1. General Characteristics.—The series of hydrocarbons of which the bitumen is composed for the purpose of comparing it with those in standard materials.

2. Purity.—The amount of bitumen apart from the mineral or other matter, with which it may be contaminated, to regulate the amount of it which should be used under various conditions.

3. Adhesiveness.—Arrived at from a determination of the specific gravity of the bitumen, its solubility in naphtha, the amount of paraffine scale which it contains, this being evidence of the facts that paraffine petroleums are present in the material or absent, and its ductility or extent to which a small test piece can be elongated under tension without fracture.

4. Cohesiveness.—Determined by the percentage of asphaltenes which the material contains, and by the residual coke remaining after ignition of the material in absence of air, which bears a close relation to the percentages of asphaltenes present.

5. Consistency.—Determined by the depth to which a weighted needle will penetrate into the material, under a definite weight, at a definite temperature, during a definite period of time.

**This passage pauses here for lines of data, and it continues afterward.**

PR #4974, opened 2016-07-01
Added support for XACT reverb and filter effects

tomspilman:
Further work on XACT support to make more correct to XNA. The major changes in this one:

 - Support for reading reverb info and applying the effect.
 - Support for reading low/band/high pass filters and applying the effect.
 - Fix cases where track variations were not being set correct.

Note that the reverb and filter effects only work on XAudio2/Windows platforms... we still need implementations of them for OpenAL and other audio backends.

As part of some of the changes some tabs to spaces were changed, so use this link to see the actual differences:

https://github.com/mono/MonoGame/pull/4974/files?w=0


tomspilman:
This could use some testing by anyone using XACT in their current title to be sure nothing got broken in these changes.

tomspilman:
@dellis1972 - So do you think these changes are good after testing them?

tomspilman:
@dellis1972 @KonajuGames - Make sure we squash-merge this when we do merge it.

dellis1972:
@tomspilman I've been looking at the OpenAL side of things.. Not had a chance to test the DirectX bits (I'm on a mac most of the time). That said I have not seen any crashes or issues with the cue changes etc.

tomspilman:
@dellis1972 - Well mostly interested in seeing that it doesn't break Cue playback behavior.

Still hoping someone else can come along and test, but if not lets look to merge this later this week anyway.

tomspilman:
@KonajuGames  @dellis1972 

Did some testing on another game... this should be good to squash-merge now.

PR #4985, opened 2016-07-06
A few misc fixes from console work

tomspilman:
- Added `XBoxOne` and `PSVita` platforms to work around Protobuild extension limitation.
- Allow `ImmutableVertexInputLayout` to be used by other platforms.
- Fixed some copyright headers.


tomspilman:
Note need access to the private Xbox One or PSVita repositories in order to use these platforms.  The change here just makes the Protobuild system aware those platforms may exist.

KonajuGames:
Merging.  I'll add the other platform to it soon.

PR #4987, opened 2016-07-06
New SetRenderTargets() method which allows for variable target count.

tomspilman:
This is a follow up to https://github.com/mono/MonoGame/pull/4853.

I've added a new render target setting call:

```
public void SetRenderTargets(RenderTargetBinding[] renderTargets, int count)
```

This allows you to specify how many targets in the array to set which lets you more easily reuse the array.  For example:

```
const int MaxTargets = 4;
RenderTargetBinding[]  targets = new RenderTargetBinding[MaxTargets];
int targetsCount;

// Get the current targets.
targetsCount = device.RenderTargetCount;
device.GetRenderTargets(targets);

// Set some new targets.
targets[0] = someTarget;
targets[1] = otherTarget;
device.SetRenderTargets(targets, 2);
```

With this I also marked old garbage generating GetRenderTargets() and SetRenderTargets() as obsolete with a comment specifying they are there only for XNA compatibility.

Thoughts?

### DIFF
--- a/MonoGame.Framework/Graphics/GraphicsDevice.DirectX.cs
+++ b/MonoGame.Framework/Graphics/GraphicsDevice.DirectX.cs
@@ -561,7 +561,7 @@ namespace Microsoft.Xna.Framework.Graphics
         internal void OnPresentationChanged()
         {
             CreateSizeDependentResources();
-            ApplyRenderTargets(null);
+            ApplyRenderTargets(null, 0);
         }
 
 #endif
@@ -834,7 +834,7 @@ namespace Microsoft.Xna.Framework.Graphics
         internal void OnPresentationChanged()
         {
             CreateSizeDependentResources();
-            ApplyRenderTargets(null);
+            ApplyRenderTargets(null, 0);
         }
 
 #endif // WINDOWS
--- a/MonoGame.Framework/Graphics/GraphicsDevice.cs
+++ b/MonoGame.Framework/Graphics/GraphicsDevice.cs
@@ -51,9 +51,9 @@ namespace Microsoft.Xna.Framework.Graphics
         private IndexBuffer _indexBuffer;
         private bool _indexBufferDirty;
 
+        private readonly RenderTargetBinding[] _tempRenderTargetBinding = new RenderTargetBinding[1];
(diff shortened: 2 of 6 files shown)


KonajuGames:
I think with a new API, especially where it obsoletes an older API, should have the XML doc added so it is documented from the start.

KonajuGames:
Aside from the need for the doc, I think it is a good change.  Enforces good behaviour.

dellis1972:
+1 on Docs. otherwise LGTM

tomspilman:
Wondering now if...
```
targetsCount = device.RenderTargetCount;
device.GetRenderTargets(targets);
```
... should instead be:
```
device.GetRenderTargets(targets, out targetsCount);
```
It looks a little nicer, but more important ensures the caller is aware that only some of the results in the array are valid.

Note this is necessary because a `null` render target means the "default backbuffer" and not that a render target is not set on that slot.

tomspilman:
After some discussion with @prime31 I am now considering an alternative design:

```
RenderTargetBindingCollection  targets = new RenderTargetBindingCollection();

// Get the current targets.
device.GetRenderTargets(targets);

// Set some new targets.
targets.Clear();
targets[0] = someTarget;
targets[1] = otherTarget;
device.SetRenderTargets(targets);
```

This hides the arrays and makes things more similar to how `TextureCollection` and `SamplerStateCollection` work instead of having the user manage arrays themselves.

KonajuGames:
I like that.

tomspilman:
Give me a day or so to refactor this.

tomspilman:
Ummm.... i'm confused now.  Is setting the `null` render target (aka the back buffer) illegal to do via `SetRenderTargets(RenderTargetBinding[])`?

KonajuGames:
I can't say I've ever tried it.

KakCAT:
Did this RenderTargetBindingCollection or similar moved to another issue/PR ? 

I'm having to write ugly code with GetRenderTarget/SetRenderTarget pairs in order to avoid garbage. Most of the time I don't know how many RTs are active when backing them up so I have to keep an object with all possible RenderTargetBinding array sizes. 

I was wondering why something like this RenderTargetBindingCollection wasn't implemented and I stumbled upon this PR,

PR #4988, opened 2016-07-06
Removed unnessasary dictionary lookup for user index buffers for DirectX platforms.

tomspilman:
This should be a small performance improvement in sprite batch and other draw user primitive calls... but generally makes things less complex.

Also fixed disposal of user buffers.


KonajuGames:
Merging.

6. Viscosity.—Determined by the rate at which the material will flow through an aperture of definite size, at a definite temperature, in a definite period of time.

7. Capacity to Resist Temperature at Which it Becomes Sufficiently Liquid to ie Used in Actual Construction.—Determined by the volatilization of the material when exposed for a definite length of time in a definite amount, to the high temperature at which the materials would be used.

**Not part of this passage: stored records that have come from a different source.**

PR #4993, opened 2016-07-07
Fix issues with modifying presentation parameters with multisampling enabled

hach-que:
When you enable multisampling at game startup, it determines the maximum multisampling count allowed by the hardware and configured both the swap chain and depth stencil view with it.

However, when you `ApplyChanges` at runtime, it had a hard-coded value of 4 if multisampling was enabled.  Due to this, if you modified the presentation parameters (in my specific case it was enabling window resizing), it would cause the multisampling count of the swap chain (now 4) and the multisampling count of the depth stencil view (still 16 in my case) to get out of sync, which is not permitted in DirectX.  The end result of this was that instead of rendering working correctly, the window would be entirely black, with nothing rendered.

This moved the maximum multisampling count logic into a platform-specific method on the `GraphicsDevice`, and ensures that method is called whenever the multisampling count needs to be adjusted by MonoGame.

It also addresses a scenario where a `RenderTarget` could be created with a different multisampling count on the depth stencil view than the underlying texture resource.  This update texture to keep track of the sample description used when creating the resource, and forces the logic to use the same parameters when creating the depth stencil view, to avoid the same scenario occurring on render targets as was occurring on the swap chain.

### DIFF
--- a/MonoGame.Framework/Graphics/GraphicsDevice.DirectX.cs
+++ b/MonoGame.Framework/Graphics/GraphicsDevice.DirectX.cs
@@ -231,7 +231,7 @@ namespace Microsoft.Xna.Framework.Graphics
         {
 #if DEBUG
             var debugLevel = SharpDX.Direct2D1.DebugLevel.Information;
-#else 
+#else
             var debugLevel = SharpDX.Direct2D1.DebugLevel.None; 
 #endif
             // Dispose previous references.
@@ -565,6 +565,15 @@ namespace Microsoft.Xna.Framework.Graphics
         }
 
 #endif
+
+#if WINDOWS_STOREAPP || WINDOWS_UAP || WINDOWS_PHONE
+
+        internal void PlatformSetMultiSamplingToMaximum(PresentationParameters presentationParameters, out int quality)
+        {
+            quality = (int)SharpDX.Direct3D11.StandardMultisampleQualityLevels.StandardMultisamplePattern;
+        }
+
+#endif
 #if WINDOWS
 
         /// <summary>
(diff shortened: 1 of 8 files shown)


hach-que:
@tomspilman @KonajuGames I've rebased this PR, and included proper fixes for #5083 as well.

MonoGame.Framework/Graphics/GraphicsDevice.DirectX.cs
```diff
@@ -646,6 +651,40 @@ protected virtual void CreateDeviceResources()
...
         }
+        
+        internal void PlatformSetMultiSamplingToMaximum(PresentationParameters presentationParameters, out int quality)
+        {
+            var format = presentationParameters.BackBufferFormat == SurfaceFormat.Color ?
+                               SharpDX.DXGI.Format.B8G8R8A8_UNorm :
+                               SharpDXHelper.ToFormat(presentationParameters.BackBufferFormat);
+
+            // Check that the multisample count specified by the game is valid.
+            var msc = PresentationParameters.MultiSampleCount;
```
hach-que: This checks that the multisample count value is valid (power of 2 or zero).

MonoGame.Framework/Graphics/GraphicsDevice.DirectX.cs
```diff
@@ -646,6 +651,40 @@ protected virtual void CreateDeviceResources()
...
+            {
+                throw new ApplicationException(
+                    "The specified multisample count is not a power of 2 (it must be " +
+                    "a value such as 0, 1, 2, 4, 8, 16, 32, etc.).");
+            }
+
+            // Find the maximum supported level starting with the game's requested multisampling level
+            // and halving each time until reaching 0 (meaning no multisample support).
+            var qualityLevels = 0;
+            var maxLevel = msc;
```
hach-que: By setting the maximum level to the game's desired level, it resolves @KonajuGames's issue as well.

hach-que:
@tomspilman @KonajuGames Ping, can someone take a look at this?

hach-que:
Builds are now passing on this.

KonajuGames:
Merging. Thanks @hach-que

8. Safety.—Determined by the temperature at which the vapor arising from the material at high temperatures, such as those used in manipulating it, will flash or take fire.

Determination by the chemist of the above characteristics and comparison of them with well-known standards enables him to say whether the bitumen in hand possesses those which have been recognized as desirable in similar materials which have been subjected to service tests in actual work with successful results.

The methods of making the above determinations have been elaborated during the last twenty-five years to such an extent that they may be relied on for the purpose for which they are used, although they will, no doubt, be improved in the future, as they have been, from time to time, in the past. At present they are sufficient, not only as furnishing data which will form a satisfactory basis for arriving at the character of any bituminous material, but also as a means for control of the uniformity of any supply which may be selected, and for regulating its use in actual highway construction.

From what has been said it can be seen that the rôle of the chemist in highway construction to-day, where bituminous materials are becoming so important an element of it, is an important one, that science can contribute much to the improvement of highway construction, and that these contributions should not be neglected where it is proposed to do the highest type of work, and to produce a highway surface which shall resist the heavy travel to which they have been subjected since the advent of the motor car.